学習塾などの教育事業者向けに、業務効率化やコミュニケーション支援を行うSaaSプロダクトを開発・提供する企業です。
■(1) 会社概要
同社は2015年に設立され、同年12月に学習塾向けプラットフォーム「Comiru」をリリースしました。その後、オンライン授業支援や人事労務管理機能を拡充し、2022年に東京証券取引所グロース市場へ上場を果たしています。2024年には株式会社ティエラコムより学習塾経営支援システム「BIT CAMPUS」事業を承継し、事業基盤を拡大しています。
2025年10月31日現在、同社(単体)の従業員数は85名です。大株主の構成に関しては、筆頭株主は創業者であり代表取締役の栗原慎吾氏で、第2位は教育事業を展開し同社と取引関係もある学校法人駿河台学園となっています。第3位には投資事業有限責任組合が名を連ねています。
| 氏名 | 持株比率 |
|---|---|
| 栗原 慎吾 | 29.45% |
| 学校法人駿河台学園 | 14.31% |
| 光通信KK投資事業有限責任組合 | 6.48% |
■(2) 経営陣
同社の役員は男性7名、女性1名、計8名で構成され、女性役員比率は12.5%です。代表取締役は栗原慎吾氏が務めています。なお、社外取締役の比率は25.0%です。
| 氏名 | 役職 | 主な経歴 |
|---|---|---|
| 栗原 慎吾 | 代表取締役 | 住友スリーエム(現スリーエムジャパン)、ソウルドアウト、ST進学教室を経て、2015年1月に同社を設立し代表取締役に就任。2015年より現職。 |
| 林 圭介 | 取締役COO | DesignUnit-a、ガクー、ウィルゲートを経て、2018年に同社へ入社。2018年9月に取締役COOに就任。2018年より現職。 |
| 繆 仁軍 | 取締役CTO | 夢テクノロジー、Wano、東木商事代表取締役などを経て、2017年に同社へ入社。2017年7月に取締役CTOに就任。2017年より現職。 |
| 姚 志鵬 | 取締役CFO | 大和証券SMBC(現大和証券)、A.T.カーニー、Welby執行役員を経て、2020年に同社へ入社。2021年2月に取締役CFOに就任。2021年より現職。 |
社外取締役は、和田圭史(ブレイクスルーパートナーマネジメント代表取締役)です。
2. 事業内容
同社グループは、「教育事業者等向けSaaS型業務管理プラットフォーム事業」を展開しています。

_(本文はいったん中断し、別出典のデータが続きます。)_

Issue #3793, opened 2019-05-24
Progress bar for large downloads


nemec:
What are your thoughts on adding a progress bar to the scrapy HTTP handler? I recently wrote a crawler that would scrape a site and throw any files into a `FilesPipeline` for download. Some of these files were 100+ MB in size which made the terminal seem to "freeze" while they downloaded in the background. I know scrapy isn't really designed to be an efficient file downloader like `aria2` or `jdownloader`, but it's a handy tool and I was already using it to scrape the file list.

■(1) 教育事業者等向けSaaS型業務管理プラットフォーム事業
同社は、学習塾を中心とする教育事業者向けに、バックオフィス業務の効率化や保護者とのコミュニケーションを支援するSaaS型サービスを提供しています。主力サービス「Comiru」に加え、オンライン授業支援「ComiruAir」、講師労務管理「ComiruHR」、請求・決済管理「ComiruPay」、学習塾経営支援「BIT CAMPUS」などをラインナップし、教育現場のDXを推進しています。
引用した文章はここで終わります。